A line belongs in the answer if it contains "your"; copy every such line from the entries below.
(Beginning of Exercise data)
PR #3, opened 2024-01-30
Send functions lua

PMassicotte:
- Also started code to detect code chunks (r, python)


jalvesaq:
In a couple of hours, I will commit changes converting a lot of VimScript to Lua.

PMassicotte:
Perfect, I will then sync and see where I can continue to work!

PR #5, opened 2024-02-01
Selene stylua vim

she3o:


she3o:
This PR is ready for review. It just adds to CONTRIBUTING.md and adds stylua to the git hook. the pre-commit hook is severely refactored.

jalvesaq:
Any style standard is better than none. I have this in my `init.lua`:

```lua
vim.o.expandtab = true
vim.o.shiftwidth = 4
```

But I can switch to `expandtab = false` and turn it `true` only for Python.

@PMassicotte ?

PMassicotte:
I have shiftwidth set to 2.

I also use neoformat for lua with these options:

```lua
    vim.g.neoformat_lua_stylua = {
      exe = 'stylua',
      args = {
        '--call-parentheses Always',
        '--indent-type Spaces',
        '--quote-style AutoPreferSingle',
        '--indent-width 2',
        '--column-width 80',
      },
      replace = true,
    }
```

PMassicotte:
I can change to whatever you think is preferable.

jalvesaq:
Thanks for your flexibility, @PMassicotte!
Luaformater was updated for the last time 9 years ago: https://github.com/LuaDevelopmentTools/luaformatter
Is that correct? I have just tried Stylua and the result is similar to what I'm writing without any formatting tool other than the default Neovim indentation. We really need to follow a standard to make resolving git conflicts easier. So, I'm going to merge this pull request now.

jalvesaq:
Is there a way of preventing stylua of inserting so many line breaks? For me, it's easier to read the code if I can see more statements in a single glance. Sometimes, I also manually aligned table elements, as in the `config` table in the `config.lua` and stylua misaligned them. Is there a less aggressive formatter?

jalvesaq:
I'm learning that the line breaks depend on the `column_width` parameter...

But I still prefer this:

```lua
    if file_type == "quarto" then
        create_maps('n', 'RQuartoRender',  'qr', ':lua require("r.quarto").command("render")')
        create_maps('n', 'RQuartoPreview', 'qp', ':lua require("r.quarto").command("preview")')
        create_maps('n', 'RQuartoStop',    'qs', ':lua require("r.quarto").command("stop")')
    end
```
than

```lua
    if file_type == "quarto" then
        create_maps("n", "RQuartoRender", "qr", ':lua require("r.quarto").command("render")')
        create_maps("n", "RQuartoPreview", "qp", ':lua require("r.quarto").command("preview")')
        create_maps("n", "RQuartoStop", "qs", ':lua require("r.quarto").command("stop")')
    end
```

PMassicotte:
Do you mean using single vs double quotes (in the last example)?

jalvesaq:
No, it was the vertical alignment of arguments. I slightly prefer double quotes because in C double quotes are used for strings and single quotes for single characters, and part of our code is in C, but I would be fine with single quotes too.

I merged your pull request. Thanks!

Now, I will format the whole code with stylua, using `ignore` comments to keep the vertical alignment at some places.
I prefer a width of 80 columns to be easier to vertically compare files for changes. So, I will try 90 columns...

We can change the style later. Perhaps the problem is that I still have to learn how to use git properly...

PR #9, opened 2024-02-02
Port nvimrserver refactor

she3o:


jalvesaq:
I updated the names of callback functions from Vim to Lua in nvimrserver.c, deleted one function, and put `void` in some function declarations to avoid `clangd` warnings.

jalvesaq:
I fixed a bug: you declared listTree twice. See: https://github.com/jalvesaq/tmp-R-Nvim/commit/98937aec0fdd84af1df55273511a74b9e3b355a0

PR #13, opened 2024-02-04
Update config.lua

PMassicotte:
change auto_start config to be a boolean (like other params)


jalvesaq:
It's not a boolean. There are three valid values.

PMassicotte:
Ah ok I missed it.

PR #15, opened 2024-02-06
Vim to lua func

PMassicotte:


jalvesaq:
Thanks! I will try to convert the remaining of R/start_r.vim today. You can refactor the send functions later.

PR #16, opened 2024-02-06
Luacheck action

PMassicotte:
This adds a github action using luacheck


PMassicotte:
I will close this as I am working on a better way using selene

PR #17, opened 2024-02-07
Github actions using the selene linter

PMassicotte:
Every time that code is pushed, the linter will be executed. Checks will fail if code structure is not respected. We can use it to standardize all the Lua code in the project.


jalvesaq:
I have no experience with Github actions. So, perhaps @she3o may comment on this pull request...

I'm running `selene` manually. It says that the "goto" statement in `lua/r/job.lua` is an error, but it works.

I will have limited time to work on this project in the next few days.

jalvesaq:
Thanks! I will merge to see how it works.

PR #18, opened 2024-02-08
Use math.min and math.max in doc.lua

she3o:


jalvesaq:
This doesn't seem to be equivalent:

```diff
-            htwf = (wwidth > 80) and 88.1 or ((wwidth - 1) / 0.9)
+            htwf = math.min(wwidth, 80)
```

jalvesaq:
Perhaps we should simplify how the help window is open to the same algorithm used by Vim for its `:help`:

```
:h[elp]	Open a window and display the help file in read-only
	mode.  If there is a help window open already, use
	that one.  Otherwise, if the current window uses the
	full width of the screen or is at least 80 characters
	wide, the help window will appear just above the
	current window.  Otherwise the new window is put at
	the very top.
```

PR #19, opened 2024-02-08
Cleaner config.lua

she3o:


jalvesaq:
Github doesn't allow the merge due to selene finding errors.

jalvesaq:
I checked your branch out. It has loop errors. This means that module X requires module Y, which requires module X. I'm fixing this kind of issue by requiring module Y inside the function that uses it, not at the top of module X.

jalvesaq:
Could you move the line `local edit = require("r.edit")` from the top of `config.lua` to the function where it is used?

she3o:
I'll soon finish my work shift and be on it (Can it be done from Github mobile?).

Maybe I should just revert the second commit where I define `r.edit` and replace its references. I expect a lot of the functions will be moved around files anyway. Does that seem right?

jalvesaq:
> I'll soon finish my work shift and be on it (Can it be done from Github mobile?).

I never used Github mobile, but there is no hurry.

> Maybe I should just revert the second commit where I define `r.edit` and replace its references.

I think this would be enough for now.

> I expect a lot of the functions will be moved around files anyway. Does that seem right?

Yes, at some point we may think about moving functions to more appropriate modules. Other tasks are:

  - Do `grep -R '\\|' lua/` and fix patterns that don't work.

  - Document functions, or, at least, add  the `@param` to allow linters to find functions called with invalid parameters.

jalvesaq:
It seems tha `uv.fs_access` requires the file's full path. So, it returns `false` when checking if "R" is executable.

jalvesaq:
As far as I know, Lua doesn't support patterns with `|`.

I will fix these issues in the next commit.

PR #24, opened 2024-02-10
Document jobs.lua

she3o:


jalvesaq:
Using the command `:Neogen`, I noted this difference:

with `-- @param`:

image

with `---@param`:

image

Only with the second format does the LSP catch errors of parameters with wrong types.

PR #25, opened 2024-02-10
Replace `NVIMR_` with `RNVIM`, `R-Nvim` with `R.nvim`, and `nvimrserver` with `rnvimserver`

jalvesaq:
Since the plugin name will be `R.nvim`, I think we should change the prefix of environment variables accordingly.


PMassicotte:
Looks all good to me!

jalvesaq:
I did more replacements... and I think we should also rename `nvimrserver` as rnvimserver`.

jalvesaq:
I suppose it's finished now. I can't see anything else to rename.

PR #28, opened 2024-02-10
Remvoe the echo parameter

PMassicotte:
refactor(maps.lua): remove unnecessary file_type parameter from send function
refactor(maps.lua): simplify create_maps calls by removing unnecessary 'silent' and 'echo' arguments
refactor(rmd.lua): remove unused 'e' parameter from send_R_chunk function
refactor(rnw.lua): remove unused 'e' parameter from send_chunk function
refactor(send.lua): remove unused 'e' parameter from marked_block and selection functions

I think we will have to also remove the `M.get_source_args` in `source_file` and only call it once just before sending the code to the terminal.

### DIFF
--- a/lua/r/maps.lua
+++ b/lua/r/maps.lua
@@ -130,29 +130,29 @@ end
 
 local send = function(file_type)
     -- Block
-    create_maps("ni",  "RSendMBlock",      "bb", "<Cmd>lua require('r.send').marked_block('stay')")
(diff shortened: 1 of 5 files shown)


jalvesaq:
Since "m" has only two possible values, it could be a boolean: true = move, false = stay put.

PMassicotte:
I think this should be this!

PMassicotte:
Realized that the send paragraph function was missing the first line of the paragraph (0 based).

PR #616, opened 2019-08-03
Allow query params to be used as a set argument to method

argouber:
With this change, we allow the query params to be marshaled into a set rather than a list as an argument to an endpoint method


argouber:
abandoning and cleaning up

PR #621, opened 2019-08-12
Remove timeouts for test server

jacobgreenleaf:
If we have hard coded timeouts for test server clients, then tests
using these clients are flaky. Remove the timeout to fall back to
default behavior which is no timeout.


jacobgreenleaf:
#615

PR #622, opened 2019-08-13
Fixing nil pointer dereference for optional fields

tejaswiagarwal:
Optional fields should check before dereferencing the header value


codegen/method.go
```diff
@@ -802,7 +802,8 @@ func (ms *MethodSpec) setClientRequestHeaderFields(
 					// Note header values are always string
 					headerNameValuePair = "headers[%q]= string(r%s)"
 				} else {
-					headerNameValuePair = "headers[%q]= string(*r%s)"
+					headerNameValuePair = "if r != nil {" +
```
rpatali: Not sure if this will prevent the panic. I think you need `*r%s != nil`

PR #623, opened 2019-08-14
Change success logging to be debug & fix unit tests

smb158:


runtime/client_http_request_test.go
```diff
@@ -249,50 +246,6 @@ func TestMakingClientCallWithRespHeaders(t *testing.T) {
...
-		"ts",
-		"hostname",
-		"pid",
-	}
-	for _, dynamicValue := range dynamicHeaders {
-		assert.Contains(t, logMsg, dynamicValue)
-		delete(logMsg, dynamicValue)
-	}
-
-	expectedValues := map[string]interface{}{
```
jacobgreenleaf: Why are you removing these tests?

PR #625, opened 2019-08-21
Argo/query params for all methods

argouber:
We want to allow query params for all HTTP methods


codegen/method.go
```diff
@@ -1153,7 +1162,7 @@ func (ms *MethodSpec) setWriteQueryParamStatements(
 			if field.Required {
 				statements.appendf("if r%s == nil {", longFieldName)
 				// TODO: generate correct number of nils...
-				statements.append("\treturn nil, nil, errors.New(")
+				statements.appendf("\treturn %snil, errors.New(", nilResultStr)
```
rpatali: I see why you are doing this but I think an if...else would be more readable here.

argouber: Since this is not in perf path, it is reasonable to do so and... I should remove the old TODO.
(End of Exercise data)
■ Task solution
Thanks for your flexibility, @PMassicotte!
I merged your pull request. Thanks!
I checked your branch out. It has loop errors. This means that module X requires module Y, which requires module X. I'm fixing this kind of issue by requiring module Y inside the function that uses it, not at the top of module X.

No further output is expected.